What to do: Transcribe only the lines of the listing below from the one holding "PR #252, opened 2024-04-18" through the one holding "with the License.", inclusive, without any change.

*** Data to use Section Begins ***

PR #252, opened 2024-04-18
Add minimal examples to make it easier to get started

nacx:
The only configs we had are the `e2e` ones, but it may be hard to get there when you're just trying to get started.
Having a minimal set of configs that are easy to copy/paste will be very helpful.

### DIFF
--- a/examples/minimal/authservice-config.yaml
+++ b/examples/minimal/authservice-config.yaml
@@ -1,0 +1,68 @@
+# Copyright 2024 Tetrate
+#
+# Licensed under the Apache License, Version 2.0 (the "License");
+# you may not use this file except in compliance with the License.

*** Data to use Section Ends ***
*** Data to use Section Begins ***

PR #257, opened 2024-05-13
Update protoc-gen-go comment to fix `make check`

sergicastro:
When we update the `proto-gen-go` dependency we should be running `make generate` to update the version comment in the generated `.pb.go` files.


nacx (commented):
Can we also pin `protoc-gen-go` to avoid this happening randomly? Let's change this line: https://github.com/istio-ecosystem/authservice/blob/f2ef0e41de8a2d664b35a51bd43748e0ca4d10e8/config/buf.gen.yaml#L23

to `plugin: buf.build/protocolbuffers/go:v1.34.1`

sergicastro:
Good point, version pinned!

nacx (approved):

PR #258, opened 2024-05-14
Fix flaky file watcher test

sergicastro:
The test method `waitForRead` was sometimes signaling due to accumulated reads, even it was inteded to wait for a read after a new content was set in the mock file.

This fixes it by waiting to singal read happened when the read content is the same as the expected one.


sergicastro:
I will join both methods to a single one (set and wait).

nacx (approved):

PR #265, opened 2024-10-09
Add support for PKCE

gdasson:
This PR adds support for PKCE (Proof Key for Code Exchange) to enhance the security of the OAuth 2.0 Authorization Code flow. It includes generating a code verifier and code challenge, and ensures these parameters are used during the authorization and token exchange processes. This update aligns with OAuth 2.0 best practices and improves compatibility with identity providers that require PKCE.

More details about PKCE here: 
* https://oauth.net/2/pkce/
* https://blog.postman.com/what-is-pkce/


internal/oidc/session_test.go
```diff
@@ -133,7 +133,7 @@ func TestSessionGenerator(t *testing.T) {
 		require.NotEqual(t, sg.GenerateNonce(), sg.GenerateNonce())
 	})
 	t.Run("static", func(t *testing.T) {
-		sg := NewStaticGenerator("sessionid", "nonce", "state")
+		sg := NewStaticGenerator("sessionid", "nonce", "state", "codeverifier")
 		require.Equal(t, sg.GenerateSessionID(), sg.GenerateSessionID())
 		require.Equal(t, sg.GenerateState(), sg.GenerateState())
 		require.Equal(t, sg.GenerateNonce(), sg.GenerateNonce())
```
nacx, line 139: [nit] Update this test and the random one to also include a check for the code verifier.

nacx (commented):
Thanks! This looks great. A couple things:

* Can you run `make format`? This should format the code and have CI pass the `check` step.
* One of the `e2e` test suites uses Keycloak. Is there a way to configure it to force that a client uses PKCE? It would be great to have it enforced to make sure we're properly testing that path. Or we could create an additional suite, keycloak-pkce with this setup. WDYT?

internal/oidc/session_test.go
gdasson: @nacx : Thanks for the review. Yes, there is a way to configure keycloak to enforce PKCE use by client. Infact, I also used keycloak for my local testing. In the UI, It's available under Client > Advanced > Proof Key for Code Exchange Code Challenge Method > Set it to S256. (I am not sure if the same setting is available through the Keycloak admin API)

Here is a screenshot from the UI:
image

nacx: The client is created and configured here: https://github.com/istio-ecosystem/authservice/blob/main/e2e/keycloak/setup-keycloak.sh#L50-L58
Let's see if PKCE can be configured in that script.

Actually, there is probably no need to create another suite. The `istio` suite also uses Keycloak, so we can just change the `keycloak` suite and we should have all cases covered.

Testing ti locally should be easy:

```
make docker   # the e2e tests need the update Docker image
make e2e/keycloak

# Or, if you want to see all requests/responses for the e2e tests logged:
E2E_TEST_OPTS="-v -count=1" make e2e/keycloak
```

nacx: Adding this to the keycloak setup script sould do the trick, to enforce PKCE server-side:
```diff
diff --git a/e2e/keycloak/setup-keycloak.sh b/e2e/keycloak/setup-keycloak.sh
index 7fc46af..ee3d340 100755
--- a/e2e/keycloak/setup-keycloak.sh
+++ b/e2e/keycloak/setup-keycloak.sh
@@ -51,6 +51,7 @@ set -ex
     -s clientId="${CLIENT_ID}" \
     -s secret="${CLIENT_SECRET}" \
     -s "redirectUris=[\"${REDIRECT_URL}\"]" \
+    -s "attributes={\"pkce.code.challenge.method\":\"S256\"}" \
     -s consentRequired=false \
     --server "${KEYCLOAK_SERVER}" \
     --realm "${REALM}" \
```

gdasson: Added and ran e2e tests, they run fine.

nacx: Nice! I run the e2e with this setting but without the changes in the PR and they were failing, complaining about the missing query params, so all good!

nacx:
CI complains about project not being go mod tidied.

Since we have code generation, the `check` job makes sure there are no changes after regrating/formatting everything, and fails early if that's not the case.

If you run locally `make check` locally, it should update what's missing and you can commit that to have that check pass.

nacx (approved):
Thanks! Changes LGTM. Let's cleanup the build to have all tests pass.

*** Data to use Section Ends ***
*** Data to use Section Begins ***

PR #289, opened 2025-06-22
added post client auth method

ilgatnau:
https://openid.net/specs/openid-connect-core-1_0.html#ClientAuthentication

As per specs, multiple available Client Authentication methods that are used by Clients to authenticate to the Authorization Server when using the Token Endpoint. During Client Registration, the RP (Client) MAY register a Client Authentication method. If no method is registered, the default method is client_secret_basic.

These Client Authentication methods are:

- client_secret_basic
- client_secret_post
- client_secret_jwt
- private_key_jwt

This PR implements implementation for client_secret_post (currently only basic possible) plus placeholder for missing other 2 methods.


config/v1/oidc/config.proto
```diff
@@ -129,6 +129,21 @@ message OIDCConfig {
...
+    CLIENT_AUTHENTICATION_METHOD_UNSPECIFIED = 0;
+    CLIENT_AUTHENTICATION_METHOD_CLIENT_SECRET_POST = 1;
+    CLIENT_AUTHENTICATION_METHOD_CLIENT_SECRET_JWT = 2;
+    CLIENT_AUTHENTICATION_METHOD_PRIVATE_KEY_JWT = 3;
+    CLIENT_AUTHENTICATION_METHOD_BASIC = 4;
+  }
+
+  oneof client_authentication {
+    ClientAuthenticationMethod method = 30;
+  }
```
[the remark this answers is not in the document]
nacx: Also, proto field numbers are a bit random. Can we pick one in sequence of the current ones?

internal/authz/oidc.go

*** Data to use Section Ends ***

Answer to this exercise:
PR #252, opened 2024-04-18
Add minimal examples to make it easier to get started

nacx:
The only configs we had are the `e2e` ones, but it may be hard to get there when you're just trying to get started.
Having a minimal set of configs that are easy to copy/paste will be very helpful.

### DIFF
--- a/examples/minimal/authservice-config.yaml
+++ b/examples/minimal/authservice-config.yaml
@@ -1,0 +1,68 @@
+# Copyright 2024 Tetrate
+#
+# Licensed under the Apache License, Version 2.0 (the "License");
+# you may not use this file except in compliance with the License.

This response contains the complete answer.